Stack Overflow and more explicitly Reddit both bring together these enclaves to great effect, creating a mashup of mashups. For example, Reddit's /r/athiesm and /r/christianity had a charity-donation contest (/r/athiesm won, by sheer number of people). From that article:

"At first I was worried this would turn into a big war ... but this is a friendly thing," Crymes said. "If it means that two communities that historically have animosity towards each other can tone it down for a while, that's great."

(talk about this a bit more)

Conclusion

Most of this I'm making up as I go along, and I could use a lot of theory to back up these thoughts (My new-media anthropologist girlfriend is going insane trying to edit this: "I have four articles on media ideologies that you need to read!").

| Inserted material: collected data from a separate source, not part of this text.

Issue #1325, opened 2020-12-17
NullReferenceException when non-generic type is given type parameters


tminka:
### Environment

-   Pythonnet version: [latest git commit](https://github.com/pythonnet/pythonnet/commit/bd264cf003ca1f9727d7eaeb90ddf913e81fdad2)
-   Python version: 3.7
-   Operating System: Windows 10 64-bit

### Details

The following incorrect Python code produces a confusing NullReferenceException, instead of a more helpful error message:
```python
from System.Collections import IList
IList[bool]
```

-   If there was a crash, please include the traceback here.

```
Unhandled Exception: System.NullReferenceException: Object reference not set to an instance of an object.
   at Python.Runtime.GenericUtil.GenericByName(String ns, String name, Int32 paramCount)
   at Python.Runtime.ClassBase.type_subscript(IntPtr idx)
```

A more helpful message would be: `System.Collections.IList is not a generic type`

PR #1341, opened 2020-12-31
Python tests can now be debugged by running them as embedded tests within NUnit

tminka:

When debugging a problem such as issue #1325, it is immensely useful to have the Visual Studio debugger stop at the location of the error.  This is tricky to do with pytest, even when running pytest from Visual Studio.  Running the test via Python.Exec makes debugging simple and easy.  You don't need to re-install Python.NET every time you make a change.  You don't need to edit project options, and you don't need to figure out how to run pytest from Visual Studio.

With this change, you can just type in the name of the python test you want to debug, build the solution, and debug the new NUnit test that appears.

No

### Any other comments?

No

### Checklist

### DIFF
--- a/.github/workflows/main.yml
+++ b/.github/workflows/main.yml
@@ -53,9 +53,9 @@ jobs:
         run: dotnet test --runtime any-${{ matrix.platform }} src/embed_tests/
         if: ${{ matrix.os != 'macos' }} # Not working right now, doesn't find libpython
 
-      - name: Python tests runner
+      - name: Python tests run from .NET
         run: dotnet test --runtime any-${{ matrix.platform }} src/python_tests_runner/
-        if: ${{ matrix.os != 'macos' }} # Not working right now, doesn't find libpython
+        if: ${{ matrix.os == 'windows' }} # Not working for others right now
 
       # TODO: Run perf tests
       # TODO: Run mono tests on Windows?
--- a/.github/workflows/main.yml
+++ b/.github/workflows/main.yml
@@ -49,8 +49,12 @@ jobs:
       - name: Python Tests
         run: pytest
 
-      - name: Run Embedding tests
+      - name: Embedding tests
         run: dotnet test --runtime any-${{ matrix.platform }} src/embed_tests/
+        if: ${{ matrix.os != 'macos' }} # Not working right now, doesn't find libpython
+
+      - name: Python tests runner
+        run: dotnet test --runtime any-${{ matrix.platform }} src/python_tests_runner/
         if: ${{ matrix.os != 'macos' }} # Not working right now, doesn't find libpython
 
       # TODO: Run perf tests
--- a/src/python_tests_runner/PythonTestRunner.cs
+++ b/src/python_tests_runner/PythonTestRunner.cs
@@ -1,0 +1,82 @@
+using System;
+using System.Collections.Generic;
+using System.IO;
+using System.Linq;
+using System.Reflection;
+using System.Text;
+
+using NUnit.Framework;
+
+using Python.Runtime;
+
+namespace Python.PythonTestsRunner
+{
+    public class PythonTestRunner
+    {
+        [OneTimeSetUp]
+        public void SetUp()
+        {
+            PythonEngine.Initialize();
+        }
+
+        [OneTimeTearDown]
+        public void Dispose()
+        {
+            PythonEngine.Shutdown();
+        }
+
+        /// <summary>
+        /// Selects the Python tests to be run as embedded tests.
+        /// </summary>
+        /// <returns></returns>
+        static IEnumerable<string[]> PythonTestCases()
+        {
+            // Add the test that you want to debug here.
+            yield return new[] { "test_enum", "test_enum_standard_attrs" };
+            yield return new[] { "test_generic", "test_missing_generic_type" };
+        }
+
+        /// <summary>
+        /// Runs a test in src/tests/*.py as an embedded test.  This facilitates debugging.
+        /// </summary>
+        /// <param name="testFile">The file name without extension</param>
+        /// <param name="testName">The name of the test method</param>
+        [TestCaseSource(nameof(PythonTestCases))]
+        public void RunPythonTest(string testFile, string testName)
+        {
+            // Find the tests directory
+            string folder = typeof(PythonTestRunner).Assembly.Location;
+            while (Path.GetFileName(folder) != "src")
+            {
+                folder = Path.GetDirectoryName(folder);
+            }
+            folder = Path.Combine(folder, "tests");
+            string path = Path.Combine(folder, testFile + ".py");
+            if (!File.Exists(path)) throw new FileNotFoundException("Cannot find test file", path);
+
+            // We could use 'import' below, but importlib gives more helpful error messages than 'import'
+            // https://docs.python.org/3/library/importlib.html#importing-a-source-file-directly
+            // Because the Python tests sometimes have relative imports, the module name must be inside the tests package
+            PythonEngine.Exec($@"
+import sys
+import os
+sys.path.append(os.path.dirname(r'{folder}'))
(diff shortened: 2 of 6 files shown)


lostmsu:
These must not be run during CI. As I suggested, this should be a separate project file.

tminka:
Why can't they run during CI?  They do test the embedding system.

lostmsu:
That makes sense. But still I would put them into a separate project file.

appveyor.yml
```diff
@@ -51,6 +51,7 @@ test_script:
   #- ps: .\ci\appveyor_run_tests.ps1
   - pytest
   - dotnet test src/embed_tests/
+  - dotnet test src/embed_python_tests/
```
lostmsu, line 55: Let's skip AppVeyor. We are planning to deprecate it soon.

src/embed_python_tests/packages.config
```diff
@@ -0,0 +1,6 @@
+﻿<?xml version="1.0" encoding="utf-8"?>
+<packages>
+  <package id="NUnit" version="3.12.0" targetFramework="net40" />
+  <package id="NUnit.ConsoleRunner" version="3.11.1" targetFramework="net40" />
+  <package id="System.ValueTuple" version="4.5.0" targetFramework="net40" />
+</packages>
```
lostmsu, line 6: I don't think this is actually needed.

src/embed_python_tests/Python.EmbeddingPythonTest.csproj
```diff
@@ -0,0 +1,25 @@
+<Project Sdk="Microsoft.NET.Sdk">
+
+  <PropertyGroup>
```
lostmsu, line 3: How about naming the project file simply PythonTests(Runner)?

lostmsu (changes requested):

appveyor.yml
lostmsu: GitHub actions are in .github\workflows\main.yml

tminka:
It appears that `Py.Import("pytest")` is failing on some platforms, for reasons unrelated to this PR.  Any ideas?

.github/workflows/main.yml
```diff
@@ -49,9 +49,13 @@ jobs:
       - name: Python Tests
         run: pytest
 
-      - name: Run Embedding tests
+      - name: Embedding tests
         run: dotnet test --runtime any-${{ matrix.platform }} src/embed_tests/
         if: ${{ matrix.os != 'macos' }} # Not working right now, doesn't find libpython
 
+      - name: Python tests runner
```
lostmsu, line 56: NIT: Python tests run from .NET

src/python_tests_runner/PythonTestRunner.cs
```diff
@@ -0,0 +1,82 @@
...
+        /// <summary>
+        /// Selects the Python tests to be run as embedded tests.
+        /// </summary>
+        /// <returns></returns>
+        static IEnumerable<string[]> PythonTestCases()
+        {
+            // Add the test that you want to debug here.
+            yield return new[] { "test_enum", "test_enum_standard_attrs" };
+            yield return new[] { "test_generic", "test_missing_generic_type" };
+        }
```
lostmsu, line 37: I thought you would discover all tests. Are they not displayed in Test Explorer after a run?

.github/workflows/main.yml
```diff
@@ -49,9 +49,13 @@ jobs:
       - name: Python Tests
         run: pytest
 
-      - name: Run Embedding tests
+      - name: Embedding tests
```
lostmsu, line 52: Happy New Year!

src/python_tests_runner/PythonTestRunner.cs
tminka: There is no need to discover all tests.  That would only slow down the normal testing process.  The lists in PythonTestCases are indeed displayed in Test Explorer after a run.

lostmsu:
@tminka I think the cause might be that the OS image running actions in CI has Python 3.8 installed as system Python, and when embed tests are running, it is being picked up instead of the one in custom environment.

lostmsu (approved):

src/embed_tests/TestPythonEngineProperties.cs
```diff
@@ -183,15 +183,13 @@ public void SetPythonPath()
...
             try
             {
                 Py.Import(moduleName);
-                importShouldSucceed = true;
             }
-            catch
+            catch (PythonException ex)
             {
-                importShouldSucceed = false;
+                throw new Exception($"Py.Import(\"{moduleName}\") failed before setting PythonEngine.PythonPath", ex);
```
lostmsu, line 192: You can't raise an exception here, because that would prevent `PythonEngine.Shutdown();` a few lines below from running, which brings it into inconsistent state.

lostmsu (changes requested):
Sorry, just noticed the issue with skipped `Shutdown`

src/embed_tests/TestPythonEngineProperties.cs
tminka: Technically, I am not raising a new exception, I am just appending to the message of an exception that was already raised.  There are many tests in that file that do not call Shutdown in case an exception is raised, e.g. GetPythonPathDefault, GetProgramNameDefault, GetPythonHomeDefault, SetPythonHomeTwice, SetProgramName.  Are you saying these are all wrong?

tminka: I notice that a few tests in pyinitialize.cs also have this problem.  LoadDefaultArgs uses `using (new PythonEngine())` to handle Initialize/Shutdown.  Perhaps that is how all these other tests should be written?

tminka:
@lostmsu I don't think it is picking up the wrong Python installation because an [earlier commit](https://github.com/pythonnet/pythonnet/pull/1341/checks?check_run_id=1631718489) showed the value of sys.path in the embedded tests: 
```
Python.Runtime.PythonException : ImportError : No module named pytest when sys.path=/opt/hostedtoolcache/Python/3.8.6/x64/lib/python38.zip:/opt/hostedtoolcache/Python/3.8.6/x64/lib/python3.8:/opt/hostedtoolcache/Python/3.8.6/x64/lib/python3.8/lib-dynload:/opt/hostedtoolcache/Python/3.8.6/x64/lib/python3.8/site-packages:/usr/share/dotnet/shared/Microsoft.NETCore.App/3.1.10/:/home/runner/work/pythonnet/pythonnet/src:/home/runner/work/pythonnet/pythonnet/src/tests/fixtures:/home/runner/work/pythonnet/pythonnet/src:/home/runner/work/pythonnet/pythonnet/src/tests/fixtures
```
The "Install dependencies" step installed pytest into `/opt/hostedtoolcache/Python/3.8.6/x64/lib/python3.8/site-packages` which is on that path.

lostmsu:
@tminka since you moved python test running from .NET to a separate project and CI step, you no longer need the changes to `TestPythonEngineProperties.cs` for the purposes this PR is trying to achieve. Moving it to a separate PR should let us merge the runner.

tminka:
I agree, but I think the change to importhook is important enough (and harmless enough) to keep in this PR.

src/runtime/importhook.cs
```diff
@@ -342,7 +345,7 @@ public static IntPtr __import__(IntPtr self, IntPtr args, IntPtr kw)
                 ManagedType mt = tail.GetAttribute(name, true);
                 if (!(mt is ModuleObject))
                 {
-                    Exceptions.SetError(Exceptions.ImportError, $"No module named {name}");
+                    Exceptions.SetError(Exceptions.ImportError, originalExceptionMessage);
```
lostmsu, line 348: Use `PythonException.Restore()`

lostmsu (changes requested):

lostmsu (approved):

Working with what I have - mostly Bellah with a bit of Lanier and lots of original research (which would be removed from Wikipedia), I feel as though these two community/enclaves have some interesting similarities. Despite Stack Overflow's more restrictive structure and more hierarchical organization, it faces the same complaints and issues about welcoming new users as does the loose, democratic, "hivemind" Reddit.

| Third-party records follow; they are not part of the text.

Issue #1342, opened 2020-12-31
PyFloats should not be implicitly rounded to integers


tminka:
### Environment

-   Pythonnet version: [Latest master](https://github.com/pythonnet/pythonnet/commit/1f40564cbff0f109b6042973527b032be194b7e8)
-   Python version: 3.7.8
-   Operating System: Windows 10 64-bit
-   .NET Runtime: Core 3.1

### Details

Incorrectly passing a float value to a method accepting an integer argument causes the float value to be rounded.  

```python
from Python.Test import MethodTest
MethodTest.TestOverloadedNoObject(5.5)
```

Surprisingly, the above code invokes the method with the integer 5.  I expect this to raise an error instead, even if the value passed was `5.0`.  I expect a method with an integer argument to behave like list indexing in Python, which refuses any float value:

```python
a = [1,2,3]
a[1.0]
TypeError: list indices must be integers or slices, not float
```

tminka:
There is a similar problem with array indexing.  The below test cases (extending `test_array.py`) fail by not raising an error:
```python
def test_typed_array():
    ...
    with pytest.raises(TypeError):
        ob = Test.TypedArrayTest()
        _ = ob.items[0.5]

    with pytest.raises(TypeError):
        ob = Test.TypedArrayTest()
        ob.items[0.5] = Spam("0")

def test_multi_dimensional_array():
    ...
    with pytest.raises(TypeError):
        ob = Test.MultiDimensionalArrayTest()
        _ = ob.items[0.5, 0]

    with pytest.raises(TypeError):
        ob = Test.MultiDimensionalArrayTest()
        ob.items[0.5, 0] = 0
```

PR #1343, opened 2020-12-31
Disable implicit conversion from PyFloat to .NET integer types

lostmsu:

Previously, when a floating point value was passed to .NET parameter of integer type, it would be silently truncated. After this change it would no longer be permitted to pass a floating point value to integer parameter.

#1342

### Any other comments?

I removed poorly-behaved `PyLong_As*` functions, as they would always implicitly convert argument to integer type, which in most cases is undesired behavior. Instead, to avoid roundtrips, `PyLong_AsSize_t` is used in most cases. The only exception is `Int64` which on 32 bit platforms is larger than `size_t`, so `PyLong_AsLongLong` function is used after explicit check for `PyLong`.

Draft because it depends on C# 9, which is not yet ready.

### Checklist

### DIFF
--- a/CHANGELOG.md
+++ b/CHANGELOG.md
@@ -27,6 +27,8 @@ details about the cause of the failure
      to the regular method return value (unless they are passed with `ref` or `out` keyword).
 -   BREAKING: Drop support for the long-deprecated CLR.* prefix.
 -   `PyObject` now implements `IEnumerable<PyObject>` in addition to `IEnumerable`
+-   floating point values passed from Python are no longer silently truncated
+when .NET expects an integer [#1342][i1342]
 
 ### Fixed
 
@@ -807,3 +809,4 @@ This version improves performance on benchmarks significantly compared to 2.3.
 [i755]: https://github.com/pythonnet/pythonnet/pull/755
 [p534]: https://github.com/pythonnet/pythonnet/pull/534
 [i449]: https://github.com/pythonnet/pythonnet/issues/449
+[i1342]: https://github.com/pythonnet/pythonnet/issues/1342
--- a/src/runtime/Python.Runtime.csproj
+++ b/src/runtime/Python.Runtime.csproj
@@ -4,6 +4,7 @@
     <Platforms>AnyCPU</Platforms>
     <RootNamespace>Python.Runtime</RootNamespace>
     <AssemblyName>Python.Runtime</AssemblyName>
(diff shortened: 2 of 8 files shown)


tminka (commented):
test_uint64_conversion should similarly raise a TypeError [here](https://github.com/pythonnet/pythonnet/blob/efe84c2bef3771fa82f946e760b6100201982de1/src/tests/test_conversion.py#L385)

christabella:
In what sense is C# 9 not ready? It would be great if this fix was merged, since that would unblock other issues

lostmsu:
@christabella @tminka if we bump version now, users of many older Mono builds will be unable to install pythonnet `master` due to lack of C# 9 support. This will no longer be a problem after merging https://github.com/losttech/pythonnet/commits/features/VersionIndependent , which will allow building single `Python.Runtime.dll` for all Python versions (so they don't have to build it).

The problem is this branch relies on a new C# feature - unmanaged function pointers, which is [broken in the latest .NET Core SDK C# compiler](https://github.com/dotnet/roslyn/issues/49760). The fix is up in master, but has not been released yet.

filmor:
@lostmsu The only C# 9 feature you are using here is `nint`, isn't it? As far as I understood this, the feature doesn't require help from the CLR, so it should work with older Mono versions as well. @BadSingleton @benoithudson Could you verify that this branch still works with the Mono version you are using?

lostmsu:
I expect older Mono versions to have old C# compiler, which simply won't recognize `nint`.

benoithudson:
I don't know what this is about exactly. For Unity, if we can target NET Standard 2.0 we're good. We don't use the Unity mcs to compile anyway, we ship this code as DLLs.

Helpfully, Microsoft now tells you which version of Unity supports which standard.
https://docs.microsoft.com/en-us/dotnet/standard/net-standard

filmor:
We don't compile this project with the Mono C# compiler either, we expect a .NET Core SDK to be installed nowadays. This just bumps the required SDK version to 5.0, I think.

filmor:
@lostmsu Since this passes tests, I'd vote we merge it but keep the bumped requirement in mind.

lostmsu:
@filmor heads up, MS just released VS 16.9 Preview 3 along with a new .NET SDK Preview, and the blocking issue I mentioned above appears to be fixed there.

As NerdzRuleUs says, Reddit is a "bunch of individuals", which reflects the internet - Humans posting comments - and that creates a community. But when that community becomes a gated community, it risks alienating new users and stagnating. Downvoting without explanation creates a large disincentive to return.

And yet the internet spirals on, creating and consuming, and its fragmentation and life-cycle are dependent on the humans who drive it along.